Experience shows that the DUT may collapse if its memory is exhausted. Such a situation may make the connection tracking table capacity measurements rather inconvenient. This possibility is included in the recommended measurement procedure, but the detection and elimination of such a situation is not addressed (e.g., how the algorithm can reset the DUT).

For the connection tracking table size measurement, first, one needs a safe number: C0. It is a precondition that C0 number of connections can surely be stored in the connection tracking table of the DUT. Using C0, one can determine the maximum connection establishment rate using C0 number of connections. It is done with a binary search using validation. The result is R0. The values C0 and R0 will serve as "safe" starting values for the following two searches.

First, an exponential search is performed to find the order of magnitude of the connection tracking table capacity. The search stops if the DUT collapses OR the maximum connection establishment rate severely drops (e.g., to its one tenth) due to doubling the number of connections.

Then, the result of the exponential search gives the order of magnitude of the size of the connection tracking table. Before disclosing the possible algorithms to determine the exact size of the connection tracking table, three possible replacement policies for the NATxy gateway are considered:

  1. The gateway does not delete any live connections until their timeout expires.

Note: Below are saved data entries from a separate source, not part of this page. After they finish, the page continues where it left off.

PR #1516, opened 2026-08-15
feat: cross-compile libstorage for windows

dlipicar:
Summary updated (Arnaud): 

This PR introduces cross compilation for Windows using Nix. Several dependencies
were updated to achieve that:

1. `nim-boringssl`: fix path issue
2. `nim-leveldb`: fix path issue
3. `nim-libplum`: bump to a version that re-raises the exception and no longer needs the cmake build process
4. `nim-libbacktrace`: bump to a version that no longer needs the cmake build process

A smoke test has been added on CI to make sure the build process was done correctly.

`nixpkgs.url` and `nixpkgs-windows.url` now point to release branches. `26.05` brings Nim 2.2.4, so version 2.2.10 is overridden manually.

=======================

Adds `packages.x86_64-windows.libstorage` — a real PE, built on an ordinary Linux builder. **Rebased onto `v0.4.4`.**

`x86_64-windows` is a **pseudo-system**: nixpkgs has no native Windows stdenv, so the key means "cross-compiled to x86_64-w64-mingw32", and the derivations under it carry `system = x86_64-linux`.

**Native outputs are untouched.** Every change is gated on `hostPlatform.isWindows`, and platform tests now go through `hostPlatform` rather than `pkgs.stdenv.is*` — the latter answers for the *build* platform, so the existing `if pkgs.stdenv.isLinux then gcc13Stdenv` would have replaced the cross stdenv with a native one and silently retargeted the whole build.

## Approach

`USE_SYSTEM_NIM=1` with `pkgs.buildPackages.nim-2_2`, rather than bypassing the Makefile. nimbus-build-system's own bootstrap compiles the Nim *compiler* with `$CC`, which under cross produces a PE that cannot run on the builder. The nixpkgs wrapper bakes os/cpu into `nim.cfg`, so nimscript's `defined(windows)` is true and `build.nims` names the output `libstorage.dll` by itself. Note this means Nim 2.2.4, not the pinned v2.2.10.

A **second nixpkgs, scoped to the Windows target only**, matching the rev logos-nix pins for *its* Windows target. Not a compiler requirement — this repo's own pin (gcc 14.3) cross-builds the library just as well, and both were tried. The constraint is agreement with the consumer: `libstorage.dll` and the C++ plugin that loads it end up in one directory and both need `libstdc++-6.dll` / `libgcc_s_seh-1.dll` / `libwinpthread-1.dll` by **filename**. Two revs put two builds of each in contention, last staged wins. If logos-nix ever moves to this repo's rev, the input can be dropped.

**UCRT, not the legacy MSVCRT.** `library/libstorage.nim` allocates the strings it hands out with `<stdlib.h>` malloc and C++ consumers call `free()` on them; the two CRTs keep separate heaps, so a mismatch is heap corruption rather than a warning. UCRT64 is also what this repo's MSYS2 CI uses.

**The import library.** A Windows shared library is two artifacts: consumers *link* the import lib and *ship* the `.dll`. nim emits only the `.dll`, and `find_library` will not return a bare `.dll`, so a consumer silently falls through to `libstorage.a` and fails on every leveldb/setjmp symbol. Now emitted, and the install phase fails loudly if missing. The `.dll` installs to `bin/` and the import lib to `lib/`, because nixpkgs' `win-dll-link` hook only ever walks `$prefix/bin` — a `.dll` in `lib/` ships with no libgcc/libstdc++/libwinpthread beside it and fails to load at runtime with no diagnostic.

## Vendored defects, all invisible on MSYS2

1. **`os.parentDir` normalises to the target's DirSep** — `\` once `os=Windows` — and rewrites the whole path, not just the component being split. `nim-leveldbstatic/leveldbstatic/{raw,leveldbstatic}.nim` and `nim-boringssl/boringssl.nim` all derive paths that way. For boringssl, fixing `baseDir` is necessary but **not sufficient**: `/` re-mangles at each use, so the two `staticRead`s feeding nasm's prefix includes need rewriting too — that file already wraps its *other* joins in `normalizePath(dirSep = '/')`. The `currentSourcePath.rsplit({DirSep, AltSep}, 1)[0]` idiom is unaffected, and is what boringssl's `baseDir` becomes.

6. **`nim-leveldbstatic` runs cmake at compile time** asking for `-G"MSYS Makefiles"`. Correcting the generator is not enough: leveldb's CMakeLists then runs `try_compile`/`try_run` probes that would have to execute a PE on the builder. The step is vestigial anyway — its only output is `port/port_config.h` in the *build* dir, which no `{.passc: "-I"...}` line puts on the include path, so `port_stdcxx.h`'s `__has_include` never finds it on Linux or macOS either.

7. **nimbus-build-system's nat-libs targets branch on `$(OS)`** — the variable cmd.exe sets, empty on a Linux builder — so cross takes their POSIX branch: no `-D*_STATICLIB` (each archive then calls its own symbols through `__imp_` stubs), a pointless `-fPIC`, and `libminiupnpc.a` under `build/` when nim-nat-traversal's Windows branch wants it at the miniupnpc root. Built correctly in `preBuild`; `make deps` then finds everything newer than its sources and no-ops.

8. **`nim-libplum` (new in v0.4.4)** is configured by the Makefile with a bare `cmake -B build`, which takes the compiler from `$CC` but leaves `CMAKE_SYSTEM_NAME` as the *build* system. libplum gates both `add_definitions(-DWIN32_LEAN_AND_MEAN)` and its `target_link_libraries(... ws2_32 iphlpapi)` on CMake's `WIN32`, so neither applies and its example executable fails to link on `__imp_closesocket` (the archive itself is fine — a static lib records no imports). Configured here with the system name it should have had and with `PLUM_NO_EXAMPLE=ON`; CMake caches both, so the Makefile's own re-configure keeps them.

9. **`nim-libplum/libplum/plum.nim`** has a bare `raise` re-raising inside `except CancelledError`, in a proc declared `{.async: (raises: [CancelledError]).}`. Nim infers a bare re-raise conservatively and under `--os:windows` widens it to `Exception`, failing with `Error: Exception can raise an unlisted exception: Exception`. Naming the caught exception and re-raising it by name pins the type to the one already declared — identical behaviour, platform-neutral, and a candidate to send upstream. (Measured: not caused by the `-d:debug` that `USE_LIBBACKTRACE=0` implies — adding `-d:release` changes nothing.)

Plus `-lstdc++` (nim-leveldbstatic compiles LevelDB's C++ through `{.compile.}` but nim drives the link through gcc), `-lwinpthread` (winpthreads' `pthread_time.h` inlines `clock_gettime` as a call to `clock_gettime64`), and an `ar` PATH shim, since `--app:staticlib` shells out to a bare `ar`.

Each sed asserts it applied — a silently-unapplied patch otherwise resurfaces hours later as an unrelated "cannot open file" deep in the compile.

## Verification

Built and run on real Windows (10.0.26200, x86-64): `libstorage.dll` loads with `LOAD_WITH_ALTERED_SEARCH_PATH`, exports `storage_new` / `storage_version` / `storage_start` / `storage_destroy`, and `storage_version()` returns a version string.

End to end, this library built from **v0.4.4** drives `storage_module` + `storage_ui` 2.1.2 inside Logos Basecamp on that machine: the node starts, reports its 20 GB quota, and reaches 7 peers in good standing.

## Known limitation

`USE_LIBBACKTRACE=0` is upstream-coupled to `-d:debug` rather than `-d:release` (Makefile:125-129), so the Windows library carries runtime checks; `--opt:size` still applies. Decoupling means cross-building nim-libbacktrace's vendored autotools library, left for a follow-up.

🤖 Generated with [Claude Code](https://claude.com/claude-code)

### DIFF
--- a/nix/default.nix
+++ b/nix/default.nix
@@ -22,10 +22,64 @@ let
 
   revision = lib.substring 0 8 (src.rev or "dirty");
 
+  # `pkgs.stdenv.isLinux` answers for the BUILD platform, which is Linux even
+  # when cross-compiling to Windows -- so every platform test here goes through
+  # hostPlatform, and every if/elif chain tests Windows FIRST. Under mingw
+  # cross isDarwin and isAarch64 are both false and x86_64 still matches, so a
+  # Windows target otherwise takes the Linux branch in silence.
+  hostPlatform = pkgs.stdenv.hostPlatform;
+  isWindows = hostPlatform.isWindows;
+
   tools = callPackage ./tools.nix {};
 
-  # Pin GCC/CLang versions
-  stdenv = if pkgs.stdenv.isLinux then pkgs.gcc13Stdenv else pkgs.clang18Stdenv;
+  # Pin GCC/Clang versions -- but only where we own the toolchain. On a cross
+  # build pkgs.stdenv IS the mingw stdenv; replacing it with gcc13Stdenv would
+  # silently retarget the whole build at the build platform.
+  stdenv =
+    if isWindows then pkgs.stdenv
+    else if hostPlatform.isLinux then pkgs.gcc13Stdenv
+    else pkgs.clang18Stdenv;
+
+  # Win32 imports that the Nim runtime, chronos and the vendored C libraries
+  # need, plus two that are specific to this closure:
+  #   -lstdc++      nim-leveldbstatic compiles LevelDB's C++ sources through
+  #                 nim's {.compile.} pragma, but nim drives the LINK through
+  #                 gcc, not g++, so nothing else pulls in the C++ runtime or
+  #                 __gxx_personality_seh0.
+  #   -lwinpthread  winpthreads' pthread_time.h inlines clock_gettime as a call
+  #                 to clock_gettime64, which lives in libwinpthread; having the
+  #                 headers on the include path is not enough.
+  # Passed as separate --passL: flags rather than one quoted string so nothing
+  # has to survive make's word splitting on the way to the nim command line.
+  windowsLinkFlags = [
+    "-lws2_32" "-lbcrypt" "-liphlpapi" "-luserenv" "-lntdll" "-ldbghelp"
+    "-lwinpthread" "-lstdc++"
+  ];
+
+  # A Windows shared library is TWO artifacts: consumers LINK against the import
+  # library and SHIP the .dll. nim emits only the .dll, and CMake's find_library
+  # will not return a bare .dll -- so a consumer silently falls through to
+  # libstorage.a and tries to link the whole Nim runtime statically, which then
+  # fails on every leveldb/setjmp symbol. Emitting the import lib is what makes
+  # `-lstorage` mean the DLL.
+  windowsNimFlags =
+    map (f: "--passL:${f}") windowsLinkFlags
+    ++ [ "--passL:-Wl,--out-implib,build/libstorage.dll.a" ];
+
+  # Windows splits a shared library in two: the import half is a link-time
+  # artifact and belongs in lib/, but the .dll is a RUNTIME artifact and belongs
+  # in bin/ -- CMake's own RUNTIME destination, and what openssl and every
+  # autotools port in this closure already do. Following it is not cosmetic:
+  # nixpkgs' win-dll-link hook stages a PE's dependency DLLs automatically, but
+  # its fixup only ever walks $prefix/bin, so a .dll in lib/ ships with none of
+  # libgcc_s_seh-1 / libstdc++-6 / libwinpthread-1 beside it and fails to load
+  # on Windows with no diagnostic.
+  dllDir = if isWindows then "bin" else "lib";
+
+  libExt =
+    if isWindows then "dll"
+    else if hostPlatform.isDarwin then "dylib"
+    else "so";
 
 in stdenv.mkDerivation rec {
   pname = "storage";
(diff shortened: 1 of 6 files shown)


dlipicar:
### For whoever owns `nim-libplum`: item 5 belongs upstream, not here

Of the vendored patches in this PR, the `plum.nim` one is the only change that is **correct regardless of target** — Windows just happens to be where the compiler notices. Carrying it as a `sed` in this repo's `nix/default.nix` is a workaround; the two-line edit would be better in nim-libplum itself, after which the sed here can be deleted.

**File:** `libplum/plum.nim`, in the proc declared at ~L246 as `{.async: (raises: [CancelledError]).}`

```diff
-  except CancelledError:
+  except CancelledError as exc:
     # The chronos thread was cancelled.
     # ...
     await destroyAndReclaim(id, handle)
-    raise
+    raise exc
```

**Why it fails only under `--os:windows`:** Nim infers a *bare* `raise` conservatively, and on this target that inference widens to `Exception`, so the proc no longer satisfies its own `raises: [CancelledError]`:

```
libplum/plum.nim(283, 5) Error: Exception can raise an unlisted exception: Exception
```

Naming the caught exception and re-raising it by name pins the type to the one already declared. Semantics are unchanged — `raise exc` inside an `except` branch re-raises the same object — and nothing about the edit is platform-specific.

**Two things already ruled out, so nobody repeats them:**

- **Not the build mode.** The Windows build here runs with `-d:debug` (upstream couples that to `USE_LIBBACKTRACE=0`). Adding `-d:release` changes nothing — measured, same error, same line.
- **Not a downstream misuse.** The failure is inside libplum's own translation unit; the only thing this repo does differently is target Windows.

Happy to open the PR against nim-libplum if that is easier — say the word. Once it lands and the submodule is bumped, the corresponding `sed` block in `nix/default.nix` here should go away (its `grep` guard will fail loudly if the pattern disappears from under it, so it cannot rot silently).

nix/default.nix
```diff
@@ -21,11 +21,38 @@ let
...
   tools = callPackage ./tools.nix {};
 
-  # Pin GCC/CLang versions
-  stdenv = if pkgs.stdenv.isLinux then pkgs.gcc13Stdenv else pkgs.clang18Stdenv;
+  # Determine the compiler.
+  # pkgs.stdenv is the mingw compiler for windows.
+  stdenv =
+    if isWindows then pkgs.stdenv
+    else if hostPlatform.isLinux then pkgs.gcc13Stdenv
+    else pkgs.clang18Stdenv;
```
gmega, line 34: Hm... is "else" MacOS? Or is it really "everything else"? If it's the former, we should probably state it, and error out on the else clause.

nix/default.nix
```diff
@@ -38,57 +65,111 @@ in stdenv.mkDerivation rec {
...
     fakeGit
-  ] ++ lib.optionals stdenv.isLinux [
+  ] ++ lib.optionals hostPlatform.isLinux [
     lsb-release
-  ] ++ lib.optionals stdenv.isDarwin [
+  ] ++ lib.optionals hostPlatform.isDarwin [
     darwin.cctools
+  ] ++ lib.optionals isWindows [
+    # Paired with USE_SYSTEM_NIM=1 below: nimbus-build-system would
+    # otherwise build the Nim compiler itself as a Windows binary.
```
gmega, line 87: `isWindows` means we're building on windows right? Why wouldn't we want the Nim binary to be a windows binary?

nix/default.nix
```diff
@@ -38,57 +65,111 @@ in stdenv.mkDerivation rec {
...
+    [ "-d:disableMarchNative" "-d:git_revision_override=${revision}" ]
+    ++ lib.optionals isWindows windowsNimFlags
+  );
 
   makeFlags = targets ++ [
     "V=${toString verbosity}"
     "QUICK_AND_DIRTY_COMPILER=${if quickAndDirty then "1" else "0"}"
     "QUICK_AND_DIRTY_NIMBLE=${if quickAndDirty then "1" else "0"}"
+  ] ++ lib.optionals isWindows [
+    "USE_SYSTEM_NIM=1"
```
gmega, line 106: OK I suppose because we're using a nix package for Nim

nix/default.nix
```diff
@@ -38,57 +65,111 @@ in stdenv.mkDerivation rec {
...
     pushd vendor/nimbus-build-system/vendor/Nim
     mkdir dist
     cp -r ${callPackage ./nimble.nix {}}    dist/nimble
     cp -r ${callPackage ./checksums.nix {}} dist/checksums
     cp -r ${callPackage ./csources.nix {}}  csources_v3
     chmod 777 -R dist/nimble csources_v3
     popd
+  '' + lib.optionalString isWindows ''
+    # For --app:staticlib nim runs a hardcoded `ar` (extccomp.nim:86), with no
+    # config key to override it, and a cross stdenv only has $AR.
```
gmega, line 137: WTF is ar? 😂

gmega (approved):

  2. The gateway replaces the live connections according to the Least Recently Used (LRU) policy.

  3. The gateway does a garbage collection when its connection tracking table is full and a frame with a new four tuple arrives. During the garbage collection, it deletes the K LRU connections, where K is greater than 1.

Now, it is examined what happens and how many validation frames arrive in the three cases. Let the size of the connection tracking table be S and the number of preliminary frames be N, where S is less than N.

  1. The connections defined by the first S test frames are registered into the connection tracking table of the DUT, and the last N-S connections are lost. (It is another question if the last N-S test frames are translated and forwarded in test phase 1 or simply dropped.) During validation, the validation frames with four tuples corresponding to the first S test frames will arrive at the Initiator and the other N-S validation frames will be lost.

  2. All connections are registered into the connection tracking table of the DUT, but the first N-S connections are replaced (and thus lost). During validation, the validation frames with four tuples corresponding to the last S test frames will arrive to the Initiator, and the other N-S validation frames will be lost.

  3. Depending on the values of K, S, and N, maybe less than S connections will survive. In the worst case, only S-K+1 validation frames arrive, even though the size of the connection tracking table is S.

If one knows that the stateful NATxy gateway uses the first or second replacement policy and one also knows that both R and r rates are low enough, then the final step of determining the size of the connection tracking table is simple. If the Responder sent N validation frames and the Initiator received N' of them, then the size of the connection tracking table is N'.

In the general case, a binary search is performed to find the exact value of the connection tracking table capacity within E error. The search chooses the lower half of the interval if the DUT collapses OR the maximum connection establishment rate severely drops (e.g., to its half); otherwise, it chooses the higher half. The search stops if the size of the interval is less than the E error.

The algorithms for the general case are defined using C-like pseudocode in Figure 5. In practice, this algorithm may be made more efficient in the way that the binary search for the maximum connection establishment rate stops if an elementary test fails at a rate under RS*beta or RS*gamma during the external search or during the final binary search for the capacity of the connection tracking table, respectively. (This saves a high amount of execution time by eliminating the long-lasting tests at low rates.)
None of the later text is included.